Washington, D.C. (DTN) -- New York Mercantile Exchange oil futures nearest delivery and Brent crude on the Intercontinental Exchange on Wednesday morning recovered a portion of the pre-Christmas holiday sell-off, finding support from the Organization of Petroleum Exporting Countries renewed efforts to halt the slide in oil prices.
In midmorning trading, Nymex February West Texas Intermediate crude oil futures advanced $1.42 to trade around $43.94 barrel (bbl), after settling at the lowest price point since June 2017 on the spot continuous chart, while ICE February Brent crude gained $0.94 to $51.41 bbl. Nymex January ULSD futures traded up 1.80 cents to $1.6802 with January RBOB futures rallied 3.54 cents to $1.2743.
After aggressive sell-off in oil futures on Christmas Eve, investors are regaining confidence in market fundamentals from comments by a key OPEC official. Secretary General of Organization of Petroleum Exporting Countries Mohammad Barkindo said in the open letter to OPEC producers that the organization and its allies led by Russia will need to cut production by 3.02% to achieve the total cut of 1.2 million barrels per day (bpd), which is steeper than 2.5% originally discussed in Vienna. According to Reuters' reports OPEC is planning to release a table detailing voluntary supply cut quotas among its members and allies in an attempt to inject some support under plunging oil prices. "In the interests of openness and transparency, and to support market sentiment and confidence, it is vital to make these production adjustments publicly available" Barkindo stated.
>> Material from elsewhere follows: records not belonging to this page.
PR #232, opened 2026-06-10
Add serial transport

trond-snekvik:
Adds the serial transport layer, as outlined in golioth/architecture#85. This does not include a real transport adapter, but includes three test suites that test the serial device, serial broker and a test that covers both together, each using mock serial adapters and endpoints.

There's some cleanup and some hacking in the kconfig menusystem going into this PR. The intent is to just kinda make serial build on both the gateway and the device without making our menuconfig worse. I'll make a separate PR with some more deliberate restructuring.

### DIFF
--- a/include/pouch/transport/serial/broker.h
+++ b/include/pouch/transport/serial/broker.h
@@ -1,0 +1,143 @@
+/*
+ * Copyright (c) 2026 Golioth, Inc.
+ *
+ * SPDX-License-Identifier: Apache-2.0
+ */
+#pragma once
+
+#include <stdbool.h>
+#include <stddef.h>
+#include <stdint.h>
+
+#include <pouch/port.h>
+
+/**
+ * @file broker.h
+ * @brief Pouch Serial transport (broker side)
+ *
+ * The broker is the master of the serial exchange. It initiates all transfers,
+ * drives the provisioning and data exchange sequence, and owns a
+ * @ref pouch_serial_broker instance allocated by the transport adapter.
+ *
+ * Typical usage:
+ *
+ *   1. Embed @ref pouch_serial_broker inside your adapter context struct.
+ *   2. Fill in a @ref pouch_serial_broker_adapter with your ready/end callbacks
+ *      and the adapter's maximum frame size.
+ *   3. Call @ref pouch_serial_broker_init once at startup.
+ *   4. Call @ref pouch_serial_broker_start to begin an exchange with a device.
+ *   5. Feed received frames to @ref pouch_serial_broker_recv.
+ *   6. Call @ref pouch_serial_broker_notify when the device signals that it
+ *      has data available (e.g. via an interrupt line).
+ */
+
+struct pouch_serial_broker;
+struct pouch_gateway_node_info;
+
+/**
+ * Transport adapter interface for the serial broker.
+ *
+ * The adapter is responsible for all physical bus concerns (framing, length
+ * delimitation, error detection). It presents complete frames to the broker
+ * protocol layer and retrieves complete frames from it via
+ * @ref pouch_serial_broker_frame_get.
+ */
+struct pouch_serial_broker_adapter
+{
+    /**
+     * Signal to the adapter that the broker has a frame ready to send.
+     *
+     * Called whenever @ref pouch_serial_broker_frame_get would return a non-zero
+     * length. The adapter should call @ref pouch_serial_broker_frame_get at its
+     * next opportunity.
+     *
+     * @param broker Broker instance.
+     */
+    void (*ready)(const struct pouch_serial_broker *broker);
+
+    /**
+     * Called when the exchange sequence completes or fails.
+     *
+     * @param broker  Broker instance.
+     * @param success true if the full exchange completed successfully.
+     */
+    void (*end)(const struct pouch_serial_broker *broker, bool success);
+};
+
+/**
+ * Create a broker instance.
+ * The broker must be started with @ref pouch_serial_broker_start before it can
+ * process frames.
+ *
+ * @param adapter Serial adapter to use for this broker.
+ * @return Pointer to the created broker instance, or NULL on failure.
+ */
+struct pouch_serial_broker *pouch_serial_broker_create(
+    const struct pouch_serial_broker_adapter *adapter);
+
+/**
+ * Start the Pouch exchange sequence with a device.
+ *
+ * Drives the full sequence:
+ *   Info -> Server Cert (if needed) -> Device Cert (if needed) ->
+ *   Uplink drain -> Downlink delivery
+ *
+ * The adapter's @c end callback is invoked when the sequence completes or
+ * fails. Only one exchange may be in progress at a time.
+ *
+ * @param broker  Broker instance.
+ *
+ * @return 0 on success, negative error code if the exchange cannot be started.
+ */
+int pouch_serial_broker_start(struct pouch_serial_broker *broker);
+
+/**
+ * Deliver a received frame from the device to the broker transport layer.
+ *
+ * Called by the transport adapter with each complete frame received from the
+ * device. The first byte of @p frame is the encoded header; the remaining
+ * bytes are the payload.
+ *
+ * @param broker  Broker instance.
+ * @param frame   Frame bytes, starting with the 1-byte header.
+ * @param len     Total frame length in bytes (header + payload).
+ * @return 0 on success, negative error code on failure.
+ */
+int pouch_serial_broker_recv(struct pouch_serial_broker *broker, const void *frame, size_t len);
+
+/**
+ * Get a frame of data to send over the serial link.
+ *
+ * Called by the transport adapter when it needs to send data to the device.
+ * The broker fills @p buf with the next pending frame (header + payload).
+ *
+ * @param broker  Broker instance.
+ * @param buf     Buffer that should be filled with the frame to send.
+ * @param maxlen  Maximum number of bytes to write to @p buf. The broker will
+ *                not write more than this many bytes.
+ *
+ * @return Number of bytes written to @p buf, or 0 if there is no frame ready.
+ */
+size_t pouch_serial_broker_frame_get(struct pouch_serial_broker *broker,
+                                     uint8_t *buf,
+                                     size_t maxlen);
+
+/**
+ * Signal to the broker that the device has data available to send.
+ *
+ * Called by the transport adapter when the device asserts an interrupt line or
+ * otherwise indicates it has uplink data ready. The broker will issue a prompt
+ * on the uplink channel at its next opportunity.
+ *
+ * @param broker  Broker instance.
+ */
+void pouch_serial_broker_notify(struct pouch_serial_broker *broker);
+
+/**
+ * Get the adapter associated with a broker instance.
+ *
+ * @param broker  Broker instance.
+ * @return Pointer to the adapter passed to @ref pouch_serial_broker_create.
+ */
+const struct pouch_serial_broker_adapter *pouch_serial_broker_adapter_get(
+    const struct pouch_serial_broker *broker);
--- a/port/zephyr/transport/Kconfig
+++ b/port/zephyr/transport/Kconfig
@@ -5,13 +5,10 @@
 choice
   prompt "Pouch transport"
   optional
+  default POUCH_TRANSPORT_SERIAL if POUCH_TRANSPORT_SERIAL_BROKER
+  default POUCH_TRANSPORT_BLE_GATT if BT
   help
     Select the transport protocol that will carry Pouch
-
-config POUCH_TRANSPORT_NONE
-  bool "NONE"
-  help
-    No transport is selected. Useful for unit testing.
 
 config POUCH_TRANSPORT_BLE_GATT
   bool "BLE GATT"
@@ -23,6 +20,7 @@ config POUCH_TRANSPORT_BLE_GATT
 
 config POUCH_TRANSPORT_HTTP_CLIENT
   bool "HTTP"
+  depends on POUCH
   imply HTTP_CLIENT
   select EVENTS
   select NET_CONNECTION_MANAGER
@@ -32,11 +30,18 @@ config POUCH_TRANSPORT_HTTP_CLIENT
 
 config POUCH_TRANSPORT_COAP_CLIENT
   bool "CoAP"
+  depends on POUCH
   select COAP
   select NET_SOCKETS_SOCKOPT_TLS
   select NET_SOCKETS_ENABLE_DTLS
   help
     CoAP/DTLS transport for Pouch
+
+config POUCH_TRANSPORT_SERIAL
+  bool "Serial"
+  help
+    Serial transport for Pouch. Implements the core serial transport,
+    running on top of a serial transport adapter.
 
 endchoice
 
@@ -52,6 +57,7 @@ config POUCH_TRANSPORT_ACK_TIMEOUT_MS
 rsource "gatt/Kconfig"
 rsource "http/Kconfig"
 rsource "coap/Kconfig"
+rsource "serial/Kconfig"
 
 module = POUCH_TRANSPORT
 module-str = Pouch Transport
--- a/src/transport/CMakeLists.txt
+++ b/src/transport/CMakeLists.txt
@@ -5,9 +5,26 @@
 pouch_config_enabled(_pouch_encryption_saead CONFIG_POUCH_ENCRYPTION_SAEAD)
 pouch_config_enabled(_pouch_transport_sar CONFIG_POUCH_TRANSPORT_SAR)
 pouch_config_enabled(_pouch_transport_ble_gatt CONFIG_POUCH_TRANSPORT_BLE_GATT)
+pouch_config_enabled(_pouch_transport_ble_gatt_broker CONFIG_POUCH_GATEWAY_GATT)
 pouch_config_enabled(_pouch_gateway CONFIG_POUCH_GATEWAY)
+pouch_config_enabled(_pouch_transport_serial CONFIG_POUCH_TRANSPORT_SERIAL)
+pouch_config_enabled(_pouch_transport_serial_broker CONFIG_POUCH_TRANSPORT_SERIAL_BROKER)
+pouch_config_enabled(_pouch_transport_serial_device CONFIG_POUCH_TRANSPORT_SERIAL_DEVICE)
 
-if(NOT _pouch_transport_sar AND NOT _pouch_transport_ble_gatt AND NOT _pouch_gateway)
+# The device-side endpoints are only used by the transports that speak the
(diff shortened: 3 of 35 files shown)


port/zephyr/transport/Kconfig
```diff
@@ -5,23 +5,22 @@
...
+  default POUCH_TRANSPORT_SERIAL if POUCH_TRANSPORT_SERIAL_BROKER
+  default POUCH_TRANSPORT_BLE_GATT if BT
   help
     Select the transport protocol that will carry Pouch
 
-config POUCH_TRANSPORT_NONE
-  bool "NONE"
-  help
-    No transport is selected. Useful for unit testing.
-
```
szczys, line 15: I think we need this for building unit tests without the dependencies of a given transport.

port/zephyr/transport/Kconfig
```diff
@@ -30,24 +29,30 @@ config POUCH_TRANSPORT_HTTP_CLIENT
...
+  help
+    Serial transport for Pouch. Implements the core serial transport,
+    running on top of a serial transport adapter.
 
-config POUCH_TRANSPORT_ACK_TIMEOUT_MS
-    int "Pouch Transport ACK timeout (ms)"
-    default 1000
-    help
-        The timeout, in milliseconds, that a receiver will wait
-        for new packets before retransmitting an acknowledgement
```
szczys, line 50: I think symbol is [used by sar/receiver.c](https://github.com/golioth/pouch/blob/b945e2632a2b2fc95a391d3c549967e230abe0c7/src/transport/sar/receiver.c#L37)

port/zephyr/transport/Kconfig
```diff
@@ -30,24 +29,30 @@ config POUCH_TRANSPORT_HTTP_CLIENT
...
 
 rsource "gatt/Kconfig"
 rsource "http/Kconfig"
 rsource "coap/Kconfig"
+rsource "serial/Kconfig"
+
+config POUCH_TRANSPORT_SAR
+    bool
+    help
+        Selected by transports that require Segmentation and Reassembly (SAR)
```
szczys: 🎉

src/transport/serial/broker.c
```diff
@@ -0,0 +1,226 @@
...
+{
+    if (broker == NULL)
+    {
+        return -EINVAL;
+    }
+
+    POUCH_LOG_DBG("Starting broker %p", broker);
+    pouch_atomic_clear_bit(&broker->flags, FLAG_SYNC);
+    pouch_atomic_clear_bit(&broker->flags, FLAG_DOWNLINK_DONE);
+    pouch_atomic_clear_bit(&broker->flags, FLAG_UPLINK_DONE);
```
szczys, line 168: Do we need to clear the FLAG_INFO_READ flag here?

src/transport/serial/broker.c
```diff
@@ -0,0 +1,226 @@
...
+    }
+
+    pouch_serial_init(&broker->serial, serial_ready, channel_closed);
+
+    return broker;
+}
+
+void pouch_serial_broker_destroy(struct pouch_serial_broker *broker)
+{
+    free(broker);
```
szczys: Do we need any kind of teardown (ie: call `end()`) or check to ensure the broker isn't still in use?

src/transport/serial/broker.c
```diff
@@ -0,0 +1,226 @@
...
+        broker->adapter->ready(broker);
+    }
+}
+
+static void channel_ready(struct pouch_serial_broker *broker, enum pouch_serial_channel_id ch)
+{
+    pouch_serial_ch_ready(&broker->serial.channels[ch]);
+}
+
+static void next(struct pouch_serial_broker *broker)
```
szczys, line 50: This is a neat pattern 🎉

src/transport/serial/channel.c
```diff
@@ -0,0 +1,254 @@
...
+     * frame arrives (handle_data).  Just respond with an ACK so the remote
+     * sender knows it may proceed. */
+    if (ch->endpoint->send == NULL)
+    {
+        pouch_serial_ch_ready(ch);
+        return 0;
+    }
+
+    /* First prompt: open the transfer. */
+    if (!pouch_atomic_test_and_set_bit(&ch->flags, CH_FLAG_OPEN))
```
szczys, line 45: This prevents opening a transfer when one is already open.  Is it okay to silently return 0 when that happens?

src/transport/serial/channel.c
```diff
@@ -0,0 +1,254 @@
...
+        struct pouch_serial_header hdr = {
+            .channel = channel_id(ch),
+            .is_data = true,
+            .err = true,
+            .first = pouch_atomic_test_and_clear_bit(&ch->flags, CH_FLAG_FIRST_FRAGMENT),
+            .last = true,
+        };
+
+        *buf = pouch_serial_header_encode(&hdr);
+        pouch_atomic_clear_bit(&ch->flags, CH_FLAG_ERROR);
```
szczys: It's tricky to understand why the error flag is cleared here.

src/transport/serial/device.c
```diff
@@ -0,0 +1,51 @@
...
+{
+    if (ready_cb)
+    {
+        ready_cb();
+    }
+}
+
+void pouch_serial_device_init(pouch_serial_device_ready_cb_t cb)
+{
+    ready_cb = cb;
```
szczys, line 39: Do we save this because it's a singleton? I'm wondering because the transport will also store it via the init command on the next line.

port/zephyr/transport/Kconfig
trond-snekvik: Only for esp-idf, which [doesn't support the `optional` keyword](https://docs.espressif.com/projects/esp-idf-kconfig/en/latest/kconfiglib/language.html#the-choice-entry).

In Zephyr, the `optional` keyword for the `choice` means that no option has to be selected, so a token NONE option isn't necessary

port/zephyr/transport/Kconfig
trond-snekvik: Good catch! I moved it to the GATT transport, but that was not the right move

src/transport/serial/broker.c
trond-snekvik: Yep, good catch

src/transport/serial/broker.c
trond-snekvik: Potentially. I don't really have a use case for this function outside of cleaning up tests. It's just there to keep the API symmetrical. 

I think we'd need to introduce a bit of complexity and some locking mechanisms to guarantee that mid-transfer usage of this function doesn't blow something up, so I'll remove it instead. If we find a use case where we want to dynamically add and remove serial brokers in the future, I think we can reintroduce it and pay the cost.

src/transport/serial/channel.c
trond-snekvik: I think so. Acks can be sent mid-transfer when a channel is already open, so this should be considered normal usage.

src/transport/serial/channel.c
trond-snekvik: Dang, it is. The intention here is to only send the error once, but I think there's a bit of a mix up. This clear_bit here should be for `CH_FLAG_OPEN`, as we close the channel when it errors out (as indicated by the `.last = true` assignment just above this. 

The error should still be cleared (to keep the error once logic), but the right place to do it is in the error check above, which can be `pouch_atomic_test_and_clear_bit` instead

src/transport/serial/device.c
trond-snekvik: That's right, but there's a bit of extra spaghetti here to get a clean type for the `pouch_serial_device_ready_cb_t`. The `ready` function passed to `pouch_serial_init` is for our local callback function - which calls this user-provided callback. I didn't want to expose the pointer to the singleton structure in that callback for this API, so I added an extra wrapper callback. It does lead to some confusion though, so I don't feel great about it.

src/transport/CMakeLists.txt
```diff
@@ -29,38 +30,59 @@ target_include_directories(${_pouch_target} PRIVATE
...
-                --include-prefix cddl/ --output-c ${_pouch_generated_dir}/info_encode.c
-                --output-h ${_pouch_generated_dir}/include/cddl/info_encode.h
-            BYPRODUCTS
-                ${_pouch_generated_dir}/include/cddl/info_encode.h
-                ${_pouch_generated_dir}/include/cddl/info_encode_types.h
-            DEPENDS ${_pouch_transport_root}/info.cddl
-            WORKING_DIRECTORY ${_pouch_generated_dir}
+    if (_pouch_transport_serial_broker)
+        target_sources(${_pouch_target} PRIVATE
+            serial/device.c
```
mniestroj: Should that be `if (_pouch_transport_serial_device)`?

include/pouch/transport/serial/broker.h
```diff
@@ -0,0 +1,144 @@
...
+ *
+ * The adapter's @c end callback is invoked when the sequence completes or
+ * fails. Only one exchange may be in progress at a time.
+ *
+ * @param broker  Broker instance.
+ * @param node    Gateway node info carrying provisioning state and gateway
+ *                contexts. Must remain valid until @c adapter->end is called.
+ * @return 0 on success, negative error code if the exchange cannot be started.
+ */
+int pouch_serial_broker_start(struct pouch_serial_broker *broker);
```
mniestroj: There is no `node` as parameter.

src/transport/CMakeLists.txt
trond-snekvik: Good catch, yes :+1:

src/transport/serial/channel.c
```diff
@@ -0,0 +1,254 @@
...
+    {
+        return;
+    }
+
+    if (!success)
+    {
+        pouch_atomic_set_bit(&ch->flags, CH_FLAG_ERROR);
+    }
+
+    ch->endpoint->end(&ch->bearer, success);
```
mniestroj, line 234:
```suggestion
    if (ch->endpoint->end) {
        ch->endpoint->end(&ch->bearer, success);
    }
```

We don't implement `end()` in `info.c` and `device_cert.c`.

src/transport/serial/channel.c
```diff
@@ -0,0 +1,254 @@
...
+    else if (hdr->first)
+    {
+        // Unexpected first fragment in an already-open channel
+        pouch_serial_ch_close(ch, false);
+        return -EINVAL;
+    }
+
+    if (len > 0)
+    {
+        int err = ch->endpoint->recv(&ch->bearer, payload, len);
```
mniestroj, line 104: Should we check if the `recv()` function is implemented for the endpoint that was selected (via header bytes)? What if there is a buggy frame which selects `info` or `uplink` endpoint instead?

src/transport/serial/channel.c
beriberikix: Confirming this isn't theoretical — it's fatal on real hardware.

Found while bringing up #304, which adds an rpmsg transport as an adapter on this serial core (per RFC #274 — each rpmsg message carries exactly one Pouch Serial frame). It doesn't modify the core; it's the first consumer to drive it with the real device endpoints rather than this PR's mock endpoints.

On an i.MX95 Cortex-M7, the first ACK the broker sends closes the info channel and takes the device down:

```
E: ***** USAGE FAULT *****
E:   Illegal use of the EPSR
E: r3/a4:  0x00000000 r12/ip:  0x00013880 r14/lr:  0x00010973
E: Faulting instruction address (r15/pc): 0x00000000
```

`addr2line 0x10972` resolves to `pouch_serial_ch_close` at `channel.c:235`. Since the info endpoint exists on every device, this fires on any real device.

It isn't reachable in CI because all 20 mock endpoint vtables across `tests/pouch/serial/*/src/stub_endpoints.c` define `.end`.

src/transport/serial/channel.c
```diff
@@ -0,0 +1,254 @@
...
+            .channel = channel_id(ch),
+        };
+        *buf = pouch_serial_header_encode(&hdr);
+
+        return POUCH_SERIAL_HEADER_LEN;
+    }
+
+    size_t len = maxlen - POUCH_SERIAL_HEADER_LEN;
+    enum pouch_result result = ch->endpoint->send(&ch->bearer, &buf[POUCH_SERIAL_HEADER_LEN], &len);
+    if (len == 0 && result == POUCH_MORE_DATA)
```
beriberikix, line 185: Found while bringing up the rpmsg transport in #304, an adapter on this serial core (RFC #274), running against the real device endpoints instead of this PR's mocks.

This early return is right in spirit, but `CH_FLAG_PENDING` was consumed at the top of the function (line 136, `test_and_clear_bit`) and isn't restored here — so "wait for the next call" never happens. The channel is permanently un-pending and every later `frame_get()` bails at line 137.

Worth contrasting with `sar/sender.c:94`, which has the same "no data at this time, will come back later" early return — but the SAR sender doesn't disarm itself on entry, so a transport can just re-drive it. This path both disarms itself *and* depends on `bearer_ready()` to re-arm, which the device endpoints never call: `src/transport/endpoints/device/uplink.c` implements only `start`/`send`/`end`.

It only bites when an endpoint produces data asynchronously — which is exactly the uplink, since pouch encrypts on its work queue a few hundred ms after the broker prompts the channel. Info and device-cert have their data buffered already and never reach this branch, so a session reliably completes the first three verbs and then hangs. From the Linux-side broker in #304:

```
{"level":"ERROR","msg":"session handler failed",
 "error":"read uplink: channel 4: timed out waiting for transfer"}
```

Minimal fix is to re-arm before returning:

```suggestion
    if (len == 0 && result == POUCH_MORE_DATA)
    {
        // Endpoint has no data ready to send, but expects to be called again later.
        // Re-arm so the transport polls us again; nothing else will.
        pouch_serial_ch_ready(ch);
        return 0;
    }
```

That's necessary but not sufficient by itself — it only helps if the transport re-drives the channel (the rpmsg adapter uses a short timed wait rather than blocking indefinitely on the ready signal). The alternative, and arguably the better design, is for the uplink endpoint to call `bearer->ready()` when the work queue produces a block: fully event-driven, no polling, and it fixes every transport at once. That touches `src/transport/endpoints/`, which this PR doesn't own, so I'd defer to you on the direction.

Possibly related: your note on the `clear_bit` at line 165 being "a bit of a mix up" — same function, same class of flag-lifecycle issue, so there may be a common cleanup here rather than two isolated patches.

beriberikix:
**Context:** RFC #274 proposes running Pouch over rpmsg on heterogeneous MPU+MCU SoCs, where an MCU core runs the Pouch device stack and syncs through a gateway on the Linux side. #304 implements that as an **adapter on this serial core** rather than a new transport — one Pouch Serial frame per rpmsg message, with no changes to the code in this PR.

This PR notes it "does not include a real transport adapter… each using mock serial adapters and endpoints." #304 is that adapter, and bringing it up on hardware (NXP FRDM-IMX95: Zephyr on the Cortex-M7, Linux plus a Go broker on the Cortex-A55s) exercised the core against the **real** endpoints for the first time. That turned up one defect not yet raised — commented inline at `channel.c:185` — and independently confirmed the one @mniestroj already flagged at `channel.c:234`.

Both are invisible to CI for the same structural reason, which seems worth fixing alongside them. Across all three suites the mocks in `tests/pouch/serial/*/src/stub_endpoints.c` differ from the real endpoints in exactly the two ways that matter:

1. **All 20 mock vtables define `.end`.** The real `pouch_device_endpoint_info` and `device_cert` don't, so the unguarded call at `channel.c:234` is unreachable in test but fatal on hardware — the first ACK the broker sends closes the info channel and faults the device.
2. **All three mocks share one synchronous send** — `memcpy` from a pre-filled buffer, then `return (s->tx_offset >= s->tx_len) ? POUCH_NO_MORE_DATA : POUCH_MORE_DATA;`. It never returns `POUCH_MORE_DATA` with `*dst_len == 0`. The real uplink endpoint hits that combination on every session, because pouch encrypts on its work queue a few hundred ms after the broker prompts the channel — and the branch at `channel.c:185` then deadlocks the transfer.

Two mock variants would close the gap without needing hardware: one with `.end = NULL`, and one that returns `POUCH_MORE_DATA` with zero bytes for the first N calls before producing data.

With both fixes applied, a full session completes end-to-end against `gw.golioth.io` — info, server certificate, device certificate, uplink, downlink — and the MCU registers in the Golioth console as its own device alongside the gateway. Device-side trace of the uplink path that previously hung:

```
[00:00:05.760] <dbg> pouch_serial_ch: handle_ack: ch4: sender start -> 0
[00:00:05.760] <dbg> pouch_serial_ch: ch4: no data yet, re-arming
[00:00:05.760] <dbg> saead_session: session_encrypt_block: Session key: …
[00:00:08.098] <dbg> downlink: pouch_downlink_start: Pouch downlink start
```

Ten consecutive sessions, zero errors.

src/transport/serial/channel.c
trond-snekvik: Did this, and added test coverage for it with a new `test_sender_without_end_callback` test case in test_device.c

src/transport/serial/channel.c
```diff
@@ -0,0 +1,269 @@
...
+    {
+        return 0;
+    }
+
+    // If this is a receiver channel
+    if (ch->endpoint->send == NULL)
+    {
+        struct pouch_serial_header hdr = {
+            .is_data = false,
+            .err = pouch_atomic_test_bit(&ch->flags, CH_FLAG_ERROR),
```
mniestroj:
```suggestion
            .err = pouch_atomic_test_and_clear_bit(&ch->flags, CH_FLAG_ERROR),
```

mniestroj: After a single receiver-side failure (e.g. `endpoint->recv()` returning an error, as in `test_receiver_recv_error`), that channel is permanently poisoned on this `pouch_serial` instance. The broker's next `start()` prompts INFO, immediately NACKs it, and the exchange dies before it begins. Should we clear the bit here?

src/transport/serial/channel.c
```diff
@@ -0,0 +1,269 @@
...
+            .is_data = false,
+            .err = false,
+            .channel = channel_id(ch),
+        };
+        *buf = pouch_serial_header_encode(&hdr);
+
+        return POUCH_SERIAL_HEADER_LEN;
+    }
+
+    size_t len = maxlen - POUCH_SERIAL_HEADER_LEN;
```
mniestroj, line 197: We need to make sure that `maxlen` is >= `POUCH_SERIAL_HEADER_LEN` here, so that `len` is valid.

mniestroj (commented):
2 things from my side, otherwise looks good.

src/transport/serial/channel.c
trond-snekvik: Good catch. I encountered this in the SPI branch, and came to the same conclusion, but didn't move the fix over here. Will do.

mniestroj (approved):
Awesome work on the design, implementation and refinement!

Despite an agreement to cut 1.2 million bpd, oil prices have lost almost 10% since the conclusion of OPEC meeting in Vienna on Dec. 7. The slide in oil prices was mainly triggered by investors' concerns over slowing U.S. economy, exacerbated by Federal Reserve raising the interest rates, weakness in broader financial markets and expectations of intensifying U.S- China trade war in 2019.
According to the Bureau of Economic Analysis report released late last week, the U.S. economy grew at an annualized rate of 3.4% in the third quarter, down from its two preceding readings of 3.5%. Despite investors' heighted concerns over U.S. economic slowdown, the Federal Reserve hiked the federal funds rate 25 basis points for the fourth time this year, now at 2.5%, which contributed to recent broader weakness in financial markets.